> _Requirement_
A word-for-word restatement of every record is required.

——

PR #1808, opened 2015-01-18
Addional form of  to allow better syntax for bundled plugins.

indrajitr:
Again, one of those random ideas to open conversation :)

Since this hurts: 

``` scala
libraryDependencies += Defaults.sbtPluginExtra("org.scala-sbt" % "sbt-maven-resolver" % sbtVersion.value, sbtBinaryVersion.value, scalaBinaryVersion.value)
```

and this isn't allowed:

``` scala
addSbtPlugin("org.scala-sbt" % "sbt-maven-resolver" % sbtVersion.value)
```

### DIFF
--- a/main/src/main/scala/sbt/Defaults.scala
+++ b/main/src/main/scala/sbt/Defaults.scala
@@ -948,7 +948,7 @@ object Defaults extends BuildCommon {
   @deprecated("Settings now split into AutoPlugins.", "0.13.2")
   lazy val projectBaseSettings: Seq[Setting[_]] = projectCore ++ runnerSettings ++ paths ++ baseClasspaths ++ baseTasks ++ compileBase ++ disableAggregation
 
-  // These are project level settings that MUST be on every project.  
+  // These are project level settings that MUST be on every project.
   lazy val coreDefaultSettings: Seq[Setting[_]] =
     projectCore ++ disableAggregation ++ Seq(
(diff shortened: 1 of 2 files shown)


typesafe-tools:

jsuereth:
I like it!  good from me, cc. @eed3si9n for a second.

eed3si9n:
I think the idea is ok, but I don't like the name `addSbtPlugin`. When you have overloaded functions, you need to keep the semantics consistent, otherwise we get into _a lot_ of trouble. (Mostly people getting mad on twitter)

Why not make a new method?:

``` scala
addMavenResolverPlugin
```

indrajitr:
The intention is to have a simple way of activating bundled (but optional) `AutoPlugins` which would have same version as hosting sbt. Do we want to have new method just for a specific plugin?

——

> _Answer box_
PR #1808, opened 2015-01-18
Addional form of  to allow better syntax for bundled plugins.

indrajitr:
Again, one of those random ideas to open conversation :)

Since this hurts: 

``` scala
libraryDependencies += Defaults.sbtPluginExtra("org.scala-sbt" % "sbt-maven-resolver" % sbtVersion.value, sbtBinaryVersion.value, scalaBinaryVersion.value)
```

and this isn't allowed:

``` scala
addSbtPlugin("org.scala-sbt" % "sbt-maven-resolver" % sbtVersion.value)
```

### DIFF
--- a/main/src/main/scala/sbt/Defaults.scala
+++ b/main/src/main/scala/sbt/Defaults.scala
@@ -948,7 +948,7 @@ object Defaults extends BuildCommon {
   @deprecated("Settings now split into AutoPlugins.", "0.13.2")
   lazy val projectBaseSettings: Seq[Setting[_]] = projectCore ++ runnerSettings ++ paths ++ baseClasspaths ++ baseTasks ++ compileBase ++ disableAggregation
 
-  // These are project level settings that MUST be on every project.  
+  // These are project level settings that MUST be on every project.
   lazy val coreDefaultSettings: Seq[Setting[_]] =
     projectCore ++ disableAggregation ++ Seq(
(diff shortened: 1 of 2 files shown)


typesafe-tools:

jsuereth:
I like it!  good from me, cc. @eed3si9n for a second.

eed3si9n:
I think the idea is ok, but I don't like the name `addSbtPlugin`. When you have overloaded functions, you need to keep the semantics consistent, otherwise we get into _a lot_ of trouble. (Mostly people getting mad on twitter)

Why not make a new method?:

``` scala
addMavenResolverPlugin
```

indrajitr:
The intention is to have a simple way of activating bundled (but optional) `AutoPlugins` which would have same version as hosting sbt. Do we want to have new method just for a specific plugin?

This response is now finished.